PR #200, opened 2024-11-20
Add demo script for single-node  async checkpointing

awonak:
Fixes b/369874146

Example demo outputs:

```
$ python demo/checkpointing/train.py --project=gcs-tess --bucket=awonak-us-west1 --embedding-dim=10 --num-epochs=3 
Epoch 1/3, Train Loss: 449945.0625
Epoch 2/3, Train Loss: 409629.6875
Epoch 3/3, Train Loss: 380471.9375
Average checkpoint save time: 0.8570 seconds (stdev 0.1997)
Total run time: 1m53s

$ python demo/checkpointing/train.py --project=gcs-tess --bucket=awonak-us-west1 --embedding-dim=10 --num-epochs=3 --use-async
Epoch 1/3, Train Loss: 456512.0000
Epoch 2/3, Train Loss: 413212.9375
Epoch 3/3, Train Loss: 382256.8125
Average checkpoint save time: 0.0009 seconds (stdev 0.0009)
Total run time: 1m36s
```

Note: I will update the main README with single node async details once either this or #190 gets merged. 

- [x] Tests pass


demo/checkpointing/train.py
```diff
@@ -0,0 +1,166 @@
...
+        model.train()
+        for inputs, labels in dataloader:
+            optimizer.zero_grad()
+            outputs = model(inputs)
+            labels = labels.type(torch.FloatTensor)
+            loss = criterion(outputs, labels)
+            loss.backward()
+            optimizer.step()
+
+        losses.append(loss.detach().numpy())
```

...

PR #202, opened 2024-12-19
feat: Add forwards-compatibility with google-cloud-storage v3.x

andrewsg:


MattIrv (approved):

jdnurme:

---

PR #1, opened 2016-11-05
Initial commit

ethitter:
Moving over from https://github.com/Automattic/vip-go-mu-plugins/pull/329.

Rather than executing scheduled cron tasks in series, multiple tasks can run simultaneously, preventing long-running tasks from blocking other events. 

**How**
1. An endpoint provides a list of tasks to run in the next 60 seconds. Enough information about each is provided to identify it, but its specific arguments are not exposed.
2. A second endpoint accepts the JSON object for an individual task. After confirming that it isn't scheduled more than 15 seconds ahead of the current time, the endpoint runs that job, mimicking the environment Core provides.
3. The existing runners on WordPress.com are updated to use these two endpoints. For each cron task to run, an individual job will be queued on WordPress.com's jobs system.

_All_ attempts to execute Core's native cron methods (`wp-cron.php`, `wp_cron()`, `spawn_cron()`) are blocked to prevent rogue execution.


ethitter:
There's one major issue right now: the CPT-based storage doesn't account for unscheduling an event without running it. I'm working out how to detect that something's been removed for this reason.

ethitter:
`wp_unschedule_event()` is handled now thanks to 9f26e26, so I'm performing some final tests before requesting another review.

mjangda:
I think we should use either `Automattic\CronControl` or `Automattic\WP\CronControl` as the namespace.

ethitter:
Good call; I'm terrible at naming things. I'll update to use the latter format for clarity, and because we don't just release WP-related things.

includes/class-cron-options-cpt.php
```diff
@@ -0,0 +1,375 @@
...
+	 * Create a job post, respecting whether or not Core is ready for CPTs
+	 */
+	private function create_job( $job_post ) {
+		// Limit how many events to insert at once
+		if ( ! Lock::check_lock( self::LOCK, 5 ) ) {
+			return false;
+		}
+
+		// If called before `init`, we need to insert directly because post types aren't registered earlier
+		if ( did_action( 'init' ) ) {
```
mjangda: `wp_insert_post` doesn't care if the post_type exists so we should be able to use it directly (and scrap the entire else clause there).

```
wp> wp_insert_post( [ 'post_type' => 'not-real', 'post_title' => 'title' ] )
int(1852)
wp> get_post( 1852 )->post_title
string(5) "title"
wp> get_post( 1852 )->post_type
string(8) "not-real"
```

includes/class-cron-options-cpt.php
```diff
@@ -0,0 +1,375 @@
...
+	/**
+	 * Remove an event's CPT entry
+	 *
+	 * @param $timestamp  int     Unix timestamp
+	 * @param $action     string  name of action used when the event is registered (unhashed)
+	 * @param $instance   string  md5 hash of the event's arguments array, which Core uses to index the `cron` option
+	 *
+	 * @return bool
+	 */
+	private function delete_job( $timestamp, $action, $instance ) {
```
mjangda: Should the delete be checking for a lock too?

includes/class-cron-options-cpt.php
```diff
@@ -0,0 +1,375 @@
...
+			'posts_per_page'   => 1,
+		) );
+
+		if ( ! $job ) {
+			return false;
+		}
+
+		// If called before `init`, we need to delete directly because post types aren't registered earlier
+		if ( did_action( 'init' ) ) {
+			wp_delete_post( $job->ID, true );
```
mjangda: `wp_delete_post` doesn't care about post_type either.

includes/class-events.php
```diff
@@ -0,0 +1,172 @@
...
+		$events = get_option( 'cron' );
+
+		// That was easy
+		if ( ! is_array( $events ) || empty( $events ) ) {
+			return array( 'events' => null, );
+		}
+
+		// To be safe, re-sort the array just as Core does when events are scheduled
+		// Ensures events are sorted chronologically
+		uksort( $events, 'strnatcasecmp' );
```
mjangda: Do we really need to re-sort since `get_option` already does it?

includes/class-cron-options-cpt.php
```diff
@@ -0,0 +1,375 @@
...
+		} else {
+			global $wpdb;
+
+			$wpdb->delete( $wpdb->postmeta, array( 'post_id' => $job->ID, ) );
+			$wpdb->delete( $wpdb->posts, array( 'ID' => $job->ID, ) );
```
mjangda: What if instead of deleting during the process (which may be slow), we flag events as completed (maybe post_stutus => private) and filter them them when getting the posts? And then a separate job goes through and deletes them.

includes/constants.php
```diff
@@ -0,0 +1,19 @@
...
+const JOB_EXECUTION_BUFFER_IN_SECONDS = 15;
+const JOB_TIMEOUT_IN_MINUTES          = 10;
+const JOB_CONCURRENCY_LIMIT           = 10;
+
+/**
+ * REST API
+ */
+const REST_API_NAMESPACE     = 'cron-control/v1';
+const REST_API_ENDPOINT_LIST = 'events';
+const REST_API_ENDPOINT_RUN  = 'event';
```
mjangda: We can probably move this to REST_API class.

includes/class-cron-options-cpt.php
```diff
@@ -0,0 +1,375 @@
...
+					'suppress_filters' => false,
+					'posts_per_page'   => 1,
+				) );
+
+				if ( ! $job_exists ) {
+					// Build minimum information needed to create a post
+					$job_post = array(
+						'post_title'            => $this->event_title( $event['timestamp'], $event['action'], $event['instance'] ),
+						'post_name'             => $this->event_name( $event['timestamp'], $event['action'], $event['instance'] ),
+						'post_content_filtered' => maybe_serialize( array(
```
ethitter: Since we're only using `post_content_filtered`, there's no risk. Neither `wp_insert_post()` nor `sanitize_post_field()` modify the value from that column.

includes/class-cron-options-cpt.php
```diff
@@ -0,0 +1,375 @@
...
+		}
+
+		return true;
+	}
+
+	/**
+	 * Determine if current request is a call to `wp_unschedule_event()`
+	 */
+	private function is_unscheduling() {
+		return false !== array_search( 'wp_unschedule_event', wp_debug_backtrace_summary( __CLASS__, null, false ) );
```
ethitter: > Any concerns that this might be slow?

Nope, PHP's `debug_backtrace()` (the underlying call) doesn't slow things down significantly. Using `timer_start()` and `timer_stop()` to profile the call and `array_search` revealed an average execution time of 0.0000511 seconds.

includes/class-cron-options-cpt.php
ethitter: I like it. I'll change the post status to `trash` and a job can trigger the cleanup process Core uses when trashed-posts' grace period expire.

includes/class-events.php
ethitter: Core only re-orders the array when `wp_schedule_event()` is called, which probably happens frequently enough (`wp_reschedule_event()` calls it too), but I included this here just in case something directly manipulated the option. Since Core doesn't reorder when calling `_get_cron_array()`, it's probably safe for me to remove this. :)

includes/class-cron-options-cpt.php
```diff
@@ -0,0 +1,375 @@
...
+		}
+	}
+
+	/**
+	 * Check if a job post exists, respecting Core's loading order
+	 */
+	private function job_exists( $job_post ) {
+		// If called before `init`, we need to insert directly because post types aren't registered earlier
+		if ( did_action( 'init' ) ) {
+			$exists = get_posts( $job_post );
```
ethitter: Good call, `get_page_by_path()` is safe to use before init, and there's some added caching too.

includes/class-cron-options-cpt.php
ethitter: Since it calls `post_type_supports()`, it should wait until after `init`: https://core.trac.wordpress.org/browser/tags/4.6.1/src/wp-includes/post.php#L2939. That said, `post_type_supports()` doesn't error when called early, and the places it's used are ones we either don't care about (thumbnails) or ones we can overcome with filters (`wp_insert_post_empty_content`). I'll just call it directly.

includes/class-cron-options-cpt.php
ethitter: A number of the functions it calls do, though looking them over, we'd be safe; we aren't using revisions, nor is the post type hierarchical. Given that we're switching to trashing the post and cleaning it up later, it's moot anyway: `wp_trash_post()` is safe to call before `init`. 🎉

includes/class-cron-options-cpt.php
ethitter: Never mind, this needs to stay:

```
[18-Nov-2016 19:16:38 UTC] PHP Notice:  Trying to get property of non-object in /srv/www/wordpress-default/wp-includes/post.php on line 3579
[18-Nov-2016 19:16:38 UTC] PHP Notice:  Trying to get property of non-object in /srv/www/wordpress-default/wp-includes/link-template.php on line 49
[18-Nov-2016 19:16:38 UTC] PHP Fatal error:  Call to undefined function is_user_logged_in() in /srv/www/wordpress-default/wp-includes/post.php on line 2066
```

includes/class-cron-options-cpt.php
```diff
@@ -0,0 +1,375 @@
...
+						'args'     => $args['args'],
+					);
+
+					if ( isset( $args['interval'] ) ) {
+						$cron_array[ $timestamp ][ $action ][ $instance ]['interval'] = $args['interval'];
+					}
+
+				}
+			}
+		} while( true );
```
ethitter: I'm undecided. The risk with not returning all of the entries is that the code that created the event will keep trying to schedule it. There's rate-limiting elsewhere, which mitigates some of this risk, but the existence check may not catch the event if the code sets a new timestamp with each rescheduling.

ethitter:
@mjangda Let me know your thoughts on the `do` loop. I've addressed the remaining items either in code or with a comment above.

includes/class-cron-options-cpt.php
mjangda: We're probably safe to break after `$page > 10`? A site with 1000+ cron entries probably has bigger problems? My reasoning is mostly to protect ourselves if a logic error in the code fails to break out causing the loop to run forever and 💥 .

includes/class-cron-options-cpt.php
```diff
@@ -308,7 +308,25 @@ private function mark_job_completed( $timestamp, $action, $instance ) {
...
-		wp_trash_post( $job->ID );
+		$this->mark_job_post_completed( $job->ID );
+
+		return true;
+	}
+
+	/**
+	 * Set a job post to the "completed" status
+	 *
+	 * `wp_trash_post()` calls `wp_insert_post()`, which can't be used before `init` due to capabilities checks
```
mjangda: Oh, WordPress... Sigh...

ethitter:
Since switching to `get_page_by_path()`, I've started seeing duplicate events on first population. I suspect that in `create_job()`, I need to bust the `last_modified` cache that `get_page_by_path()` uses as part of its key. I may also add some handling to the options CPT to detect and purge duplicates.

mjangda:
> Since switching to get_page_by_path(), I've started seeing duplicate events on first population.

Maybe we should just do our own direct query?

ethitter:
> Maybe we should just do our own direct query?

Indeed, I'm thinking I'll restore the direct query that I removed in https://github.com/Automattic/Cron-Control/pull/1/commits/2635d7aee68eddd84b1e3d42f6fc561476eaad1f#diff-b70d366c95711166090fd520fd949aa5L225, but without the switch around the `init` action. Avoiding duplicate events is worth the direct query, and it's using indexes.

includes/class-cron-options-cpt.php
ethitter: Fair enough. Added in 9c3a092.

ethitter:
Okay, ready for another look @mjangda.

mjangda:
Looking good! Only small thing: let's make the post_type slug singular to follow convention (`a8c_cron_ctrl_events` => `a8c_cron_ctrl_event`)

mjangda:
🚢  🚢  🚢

What the task requires
Within the listing, how many lines hold the string "population"? State that number alone.

Solution for this task
2